[Dataset entries]
__________

PR #673, opened 2020-12-27
Fix NPE in GitCoreRepository#deriveMergeBase

PawelLipski:
Happened due to https://github.com/typetools/checker-framework/issues/4079. Not very harmful since it only happens when `DEBUG` log is turned on AND merge base can't be figured out for some two commits in the repo.

### DIFF
--- a/frontendResourceBundles/src/main/resources/GitMacheteBundle.properties
+++ b/frontendResourceBundles/src/main/resources/GitMacheteBundle.properties
@@ -29,6 +29,7 @@ action.GitMachete.GitCommandUpdatingCurrentBranchBackgroundable.notification.tit
 
 # Quasi-title capitalization intended since we always write "Git Machete" with initial caps.
 action.GitMachete.GitMacheteRepositoryUpdateBackgroundable.task-title=Updating Git Machete status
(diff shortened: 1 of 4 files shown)


micpiotrowski (approved):

frontendResourceBundles/src/main/resources/GitMacheteBundle.properties
```diff
@@ -29,6 +29,7 @@ action.GitMachete.GitCommandUpdatingCurrentBranchBackgroundable.notification.tit
 
 # Quasi-title capitalization intended since we always write "Git Machete" with initial caps.
 action.GitMachete.GitMacheteRepositoryUpdateBackgroundable.task-title=Updating Git Machete status
+action.GitMachete.GitMacheteRepositoryUpdateBackgroundable.notification.title.failed=Cannot display Git Machete branch layout
```
micpiotrowski, line 32: Maye `Cannot create Git Machete branch layout` would be more appropriate?

PawelLipski: Done

PR #682, opened 2021-01-07
[discover] Add discover dialog mnemonics

mkondratek:


frontendResourceBundles/src/main/resources/GitMacheteBundle.properties
```diff
@@ -250,6 +250,8 @@ action.GitMachete.DiscoverAction.text=Discover Branch Layout
 action.GitMachete.DiscoverAction.description=Discover branch layout tree
 action.GitMachete.DiscoverAction.discovered-branch-tree-dialog.empty-table-text=No branch has been discovered
 action.GitMachete.DiscoverAction.discovered-branch-tree-dialog.save-button-text=Save
```
PawelLipski, line 252: Hmm now some mnemonics are here, and some in GraphTableDialog.kt ... maybe this can be unified in favor of property files?

mkondratek: I tried to move them all into the bundle. Some of the texts belong to swing components directly, some to higher-level IntelliJ components. The mnemonic handling works differently in each case :c

PawelLipski (approved):

micpiotrowski (approved):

__________

[Your instructions]:
Your reply should hold all the entries, each repeated without a single change.

[Your solution]:
PR #673, opened 2020-12-27
Fix NPE in GitCoreRepository#deriveMergeBase

PawelLipski:
Happened due to https://github.com/typetools/checker-framework/issues/4079. Not very harmful since it only happens when `DEBUG` log is turned on AND merge base can't be figured out for some two commits in the repo.

### DIFF
--- a/frontendResourceBundles/src/main/resources/GitMacheteBundle.properties
+++ b/frontendResourceBundles/src/main/resources/GitMacheteBundle.properties
@@ -29,6 +29,7 @@ action.GitMachete.GitCommandUpdatingCurrentBranchBackgroundable.notification.tit
 
 # Quasi-title capitalization intended since we always write "Git Machete" with initial caps.
 action.GitMachete.GitMacheteRepositoryUpdateBackgroundable.task-title=Updating Git Machete status
(diff shortened: 1 of 4 files shown)


micpiotrowski (approved):

frontendResourceBundles/src/main/resources/GitMacheteBundle.properties
```diff
@@ -29,6 +29,7 @@ action.GitMachete.GitCommandUpdatingCurrentBranchBackgroundable.notification.tit
 
 # Quasi-title capitalization intended since we always write "Git Machete" with initial caps.
 action.GitMachete.GitMacheteRepositoryUpdateBackgroundable.task-title=Updating Git Machete status
+action.GitMachete.GitMacheteRepositoryUpdateBackgroundable.notification.title.failed=Cannot display Git Machete branch layout
```
micpiotrowski, line 32: Maye `Cannot create Git Machete branch layout` would be more appropriate?

PawelLipski: Done

PR #682, opened 2021-01-07
[discover] Add discover dialog mnemonics

mkondratek:


frontendResourceBundles/src/main/resources/GitMacheteBundle.properties
```diff
@@ -250,6 +250,8 @@ action.GitMachete.DiscoverAction.text=Discover Branch Layout
 action.GitMachete.DiscoverAction.description=Discover branch layout tree
 action.GitMachete.DiscoverAction.discovered-branch-tree-dialog.empty-table-text=No branch has been discovered
 action.GitMachete.DiscoverAction.discovered-branch-tree-dialog.save-button-text=Save
```
PawelLipski, line 252: Hmm now some mnemonics are here, and some in GraphTableDialog.kt ... maybe this can be unified in favor of property files?

mkondratek: I tried to move them all into the bundle. Some of the texts belong to swing components directly, some to higher-level IntelliJ components. The mnemonic handling works differently in each case :c

PawelLipski (approved):

micpiotrowski (approved):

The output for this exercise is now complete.